YOUR ASSIGNMENT> The required result is the number of lines below that hold the word "clickable", stated without anything else.
━━ THE DATA ━━
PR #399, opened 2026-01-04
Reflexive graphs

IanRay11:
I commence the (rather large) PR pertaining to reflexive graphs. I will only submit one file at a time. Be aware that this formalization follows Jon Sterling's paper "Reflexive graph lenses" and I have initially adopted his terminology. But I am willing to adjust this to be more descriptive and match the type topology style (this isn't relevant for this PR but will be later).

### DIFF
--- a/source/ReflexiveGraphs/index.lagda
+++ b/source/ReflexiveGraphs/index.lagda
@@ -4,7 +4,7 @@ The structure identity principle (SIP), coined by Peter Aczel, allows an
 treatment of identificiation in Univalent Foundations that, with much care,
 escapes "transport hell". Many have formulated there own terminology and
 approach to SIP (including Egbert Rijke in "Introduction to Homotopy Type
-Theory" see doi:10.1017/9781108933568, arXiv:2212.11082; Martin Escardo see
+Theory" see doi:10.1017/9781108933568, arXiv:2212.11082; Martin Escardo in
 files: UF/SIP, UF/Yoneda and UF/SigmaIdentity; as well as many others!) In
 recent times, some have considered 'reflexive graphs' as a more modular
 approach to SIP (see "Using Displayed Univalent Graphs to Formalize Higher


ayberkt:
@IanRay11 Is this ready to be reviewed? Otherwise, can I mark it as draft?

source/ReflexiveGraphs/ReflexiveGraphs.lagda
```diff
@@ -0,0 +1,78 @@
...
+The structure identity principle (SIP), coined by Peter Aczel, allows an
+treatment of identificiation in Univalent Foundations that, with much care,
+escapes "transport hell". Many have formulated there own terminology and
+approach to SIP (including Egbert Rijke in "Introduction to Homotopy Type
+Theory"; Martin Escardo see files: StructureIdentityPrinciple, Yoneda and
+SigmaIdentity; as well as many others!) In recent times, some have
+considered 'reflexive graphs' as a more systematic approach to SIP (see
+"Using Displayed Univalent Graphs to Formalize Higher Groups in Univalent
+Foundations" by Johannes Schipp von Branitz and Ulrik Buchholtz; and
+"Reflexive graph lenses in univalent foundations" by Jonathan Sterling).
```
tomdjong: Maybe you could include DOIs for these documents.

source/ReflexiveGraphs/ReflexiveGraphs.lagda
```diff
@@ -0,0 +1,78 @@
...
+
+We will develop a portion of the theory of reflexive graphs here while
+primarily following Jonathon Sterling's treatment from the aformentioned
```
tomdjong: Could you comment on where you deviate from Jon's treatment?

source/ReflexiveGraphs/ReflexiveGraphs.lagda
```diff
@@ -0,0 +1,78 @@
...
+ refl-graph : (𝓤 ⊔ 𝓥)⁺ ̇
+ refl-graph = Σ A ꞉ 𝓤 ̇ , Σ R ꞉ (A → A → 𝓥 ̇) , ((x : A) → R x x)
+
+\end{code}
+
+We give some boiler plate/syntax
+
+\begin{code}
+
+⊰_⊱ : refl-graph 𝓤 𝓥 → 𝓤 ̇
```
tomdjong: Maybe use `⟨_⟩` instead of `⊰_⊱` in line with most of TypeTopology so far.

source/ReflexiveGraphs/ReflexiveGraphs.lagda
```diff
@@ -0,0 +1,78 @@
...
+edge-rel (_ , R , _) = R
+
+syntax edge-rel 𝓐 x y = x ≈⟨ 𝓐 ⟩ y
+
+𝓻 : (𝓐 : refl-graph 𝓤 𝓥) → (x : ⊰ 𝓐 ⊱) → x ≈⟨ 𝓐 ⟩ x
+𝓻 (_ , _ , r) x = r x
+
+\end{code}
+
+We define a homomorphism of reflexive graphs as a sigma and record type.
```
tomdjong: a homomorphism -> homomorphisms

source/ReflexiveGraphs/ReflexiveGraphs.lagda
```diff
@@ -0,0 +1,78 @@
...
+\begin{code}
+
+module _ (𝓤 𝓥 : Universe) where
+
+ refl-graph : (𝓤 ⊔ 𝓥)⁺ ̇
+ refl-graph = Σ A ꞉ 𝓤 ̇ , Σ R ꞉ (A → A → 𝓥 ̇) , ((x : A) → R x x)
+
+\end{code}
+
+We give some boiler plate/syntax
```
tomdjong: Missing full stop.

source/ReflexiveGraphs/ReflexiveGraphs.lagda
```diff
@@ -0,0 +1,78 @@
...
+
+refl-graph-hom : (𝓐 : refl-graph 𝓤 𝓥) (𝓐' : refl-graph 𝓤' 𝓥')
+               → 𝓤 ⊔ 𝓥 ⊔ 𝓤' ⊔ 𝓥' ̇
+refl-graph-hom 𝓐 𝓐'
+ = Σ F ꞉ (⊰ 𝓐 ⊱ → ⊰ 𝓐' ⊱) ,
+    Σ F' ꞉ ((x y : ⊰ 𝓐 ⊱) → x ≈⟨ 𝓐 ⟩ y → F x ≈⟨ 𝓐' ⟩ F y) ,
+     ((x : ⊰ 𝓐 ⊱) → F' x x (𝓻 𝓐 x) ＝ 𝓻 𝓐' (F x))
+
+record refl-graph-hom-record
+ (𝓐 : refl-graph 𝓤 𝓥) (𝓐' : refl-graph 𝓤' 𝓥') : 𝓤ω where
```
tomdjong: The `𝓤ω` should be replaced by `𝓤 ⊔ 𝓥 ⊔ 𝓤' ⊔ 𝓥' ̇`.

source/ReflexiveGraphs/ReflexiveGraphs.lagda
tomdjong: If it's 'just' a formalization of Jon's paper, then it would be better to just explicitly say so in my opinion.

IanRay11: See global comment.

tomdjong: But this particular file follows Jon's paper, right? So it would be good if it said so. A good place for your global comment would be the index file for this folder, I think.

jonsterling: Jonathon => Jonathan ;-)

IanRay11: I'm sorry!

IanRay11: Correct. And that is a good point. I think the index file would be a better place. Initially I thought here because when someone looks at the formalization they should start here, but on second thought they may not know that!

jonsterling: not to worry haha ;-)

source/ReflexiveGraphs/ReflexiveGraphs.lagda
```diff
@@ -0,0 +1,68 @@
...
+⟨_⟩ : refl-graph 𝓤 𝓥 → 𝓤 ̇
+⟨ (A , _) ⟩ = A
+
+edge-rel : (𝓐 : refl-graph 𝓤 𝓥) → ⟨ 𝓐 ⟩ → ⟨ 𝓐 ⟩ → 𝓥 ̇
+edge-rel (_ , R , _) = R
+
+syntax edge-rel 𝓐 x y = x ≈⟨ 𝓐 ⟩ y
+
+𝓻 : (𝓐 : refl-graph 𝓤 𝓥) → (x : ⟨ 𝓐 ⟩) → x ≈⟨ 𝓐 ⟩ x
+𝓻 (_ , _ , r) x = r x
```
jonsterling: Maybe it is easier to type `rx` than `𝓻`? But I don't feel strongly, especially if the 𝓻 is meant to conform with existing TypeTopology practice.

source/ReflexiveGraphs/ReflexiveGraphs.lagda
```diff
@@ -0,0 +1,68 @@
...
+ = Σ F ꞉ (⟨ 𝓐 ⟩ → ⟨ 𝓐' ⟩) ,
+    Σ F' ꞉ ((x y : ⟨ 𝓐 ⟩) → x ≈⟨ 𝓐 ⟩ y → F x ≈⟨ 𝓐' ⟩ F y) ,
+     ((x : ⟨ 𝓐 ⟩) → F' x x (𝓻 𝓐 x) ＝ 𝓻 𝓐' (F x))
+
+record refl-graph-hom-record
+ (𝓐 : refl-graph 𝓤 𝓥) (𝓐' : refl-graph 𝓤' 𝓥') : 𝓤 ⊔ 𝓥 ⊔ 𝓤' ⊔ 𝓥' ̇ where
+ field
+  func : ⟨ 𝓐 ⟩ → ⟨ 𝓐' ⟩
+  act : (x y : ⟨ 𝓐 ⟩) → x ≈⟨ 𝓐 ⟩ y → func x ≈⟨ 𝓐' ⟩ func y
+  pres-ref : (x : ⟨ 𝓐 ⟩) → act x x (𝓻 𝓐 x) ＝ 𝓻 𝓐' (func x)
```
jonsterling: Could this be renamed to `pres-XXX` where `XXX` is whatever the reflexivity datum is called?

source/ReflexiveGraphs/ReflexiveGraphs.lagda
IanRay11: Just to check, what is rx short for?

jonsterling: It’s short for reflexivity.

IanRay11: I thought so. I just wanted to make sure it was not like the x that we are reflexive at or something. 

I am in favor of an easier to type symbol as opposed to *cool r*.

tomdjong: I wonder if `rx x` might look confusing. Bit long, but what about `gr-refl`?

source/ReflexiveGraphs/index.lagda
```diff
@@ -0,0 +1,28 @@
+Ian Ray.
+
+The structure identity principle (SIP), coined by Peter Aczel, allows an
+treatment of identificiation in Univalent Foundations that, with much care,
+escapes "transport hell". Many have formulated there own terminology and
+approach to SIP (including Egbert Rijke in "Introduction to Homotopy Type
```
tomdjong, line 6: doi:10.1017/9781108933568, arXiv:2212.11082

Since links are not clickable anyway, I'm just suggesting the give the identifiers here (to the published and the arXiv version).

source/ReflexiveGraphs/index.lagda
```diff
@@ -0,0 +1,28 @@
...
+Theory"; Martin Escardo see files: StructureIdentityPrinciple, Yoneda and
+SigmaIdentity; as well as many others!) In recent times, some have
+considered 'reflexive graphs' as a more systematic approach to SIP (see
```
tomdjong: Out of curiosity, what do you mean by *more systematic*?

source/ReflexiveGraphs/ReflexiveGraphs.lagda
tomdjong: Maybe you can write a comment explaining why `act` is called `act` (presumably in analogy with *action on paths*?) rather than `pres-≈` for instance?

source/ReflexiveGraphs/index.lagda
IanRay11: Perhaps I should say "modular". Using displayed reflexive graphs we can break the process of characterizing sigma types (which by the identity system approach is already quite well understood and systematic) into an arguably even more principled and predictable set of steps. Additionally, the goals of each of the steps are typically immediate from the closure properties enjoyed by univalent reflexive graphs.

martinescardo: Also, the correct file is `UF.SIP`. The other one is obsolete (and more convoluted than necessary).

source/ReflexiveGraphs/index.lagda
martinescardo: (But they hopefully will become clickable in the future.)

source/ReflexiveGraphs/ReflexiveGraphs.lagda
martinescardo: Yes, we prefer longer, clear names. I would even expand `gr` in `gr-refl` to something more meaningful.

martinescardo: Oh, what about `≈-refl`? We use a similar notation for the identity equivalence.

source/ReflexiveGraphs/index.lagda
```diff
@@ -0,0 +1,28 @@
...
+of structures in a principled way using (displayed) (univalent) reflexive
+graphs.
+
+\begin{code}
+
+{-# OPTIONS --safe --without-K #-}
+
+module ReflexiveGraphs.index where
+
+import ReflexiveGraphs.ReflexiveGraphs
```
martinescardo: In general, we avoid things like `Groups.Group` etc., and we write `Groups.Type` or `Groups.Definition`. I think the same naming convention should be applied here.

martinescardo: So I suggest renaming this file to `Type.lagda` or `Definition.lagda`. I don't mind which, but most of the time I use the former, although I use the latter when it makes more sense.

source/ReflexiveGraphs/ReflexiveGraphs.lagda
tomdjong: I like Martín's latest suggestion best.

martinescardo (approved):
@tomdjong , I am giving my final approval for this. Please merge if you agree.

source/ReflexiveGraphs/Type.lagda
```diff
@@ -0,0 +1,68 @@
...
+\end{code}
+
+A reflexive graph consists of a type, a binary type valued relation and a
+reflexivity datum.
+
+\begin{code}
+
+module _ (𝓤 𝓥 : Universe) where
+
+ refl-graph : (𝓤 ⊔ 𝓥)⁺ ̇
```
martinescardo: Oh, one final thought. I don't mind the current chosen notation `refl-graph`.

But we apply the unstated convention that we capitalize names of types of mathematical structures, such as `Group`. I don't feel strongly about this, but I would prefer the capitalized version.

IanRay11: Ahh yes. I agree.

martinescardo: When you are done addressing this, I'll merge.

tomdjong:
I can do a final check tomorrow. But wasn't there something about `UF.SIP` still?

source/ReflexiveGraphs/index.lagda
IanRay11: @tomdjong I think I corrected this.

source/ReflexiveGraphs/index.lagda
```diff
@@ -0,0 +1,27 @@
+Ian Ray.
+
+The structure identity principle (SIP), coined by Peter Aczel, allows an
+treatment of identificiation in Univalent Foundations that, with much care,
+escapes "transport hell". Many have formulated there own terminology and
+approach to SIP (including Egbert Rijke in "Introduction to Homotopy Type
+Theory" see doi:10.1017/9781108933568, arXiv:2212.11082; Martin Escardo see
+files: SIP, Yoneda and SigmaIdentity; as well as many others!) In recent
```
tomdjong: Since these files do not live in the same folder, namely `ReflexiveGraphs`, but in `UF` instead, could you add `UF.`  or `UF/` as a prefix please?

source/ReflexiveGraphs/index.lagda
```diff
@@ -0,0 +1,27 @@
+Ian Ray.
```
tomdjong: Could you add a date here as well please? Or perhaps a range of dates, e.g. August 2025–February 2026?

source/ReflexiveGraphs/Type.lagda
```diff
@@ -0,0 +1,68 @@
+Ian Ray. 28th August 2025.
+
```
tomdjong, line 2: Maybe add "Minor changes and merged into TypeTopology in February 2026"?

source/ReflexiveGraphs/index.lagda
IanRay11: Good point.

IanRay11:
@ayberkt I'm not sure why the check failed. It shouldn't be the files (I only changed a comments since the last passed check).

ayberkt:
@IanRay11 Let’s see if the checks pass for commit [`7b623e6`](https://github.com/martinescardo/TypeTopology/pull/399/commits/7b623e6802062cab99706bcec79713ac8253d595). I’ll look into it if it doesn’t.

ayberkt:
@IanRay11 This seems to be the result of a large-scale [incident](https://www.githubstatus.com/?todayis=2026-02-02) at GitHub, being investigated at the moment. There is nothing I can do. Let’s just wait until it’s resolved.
━━━
ANSWER> 2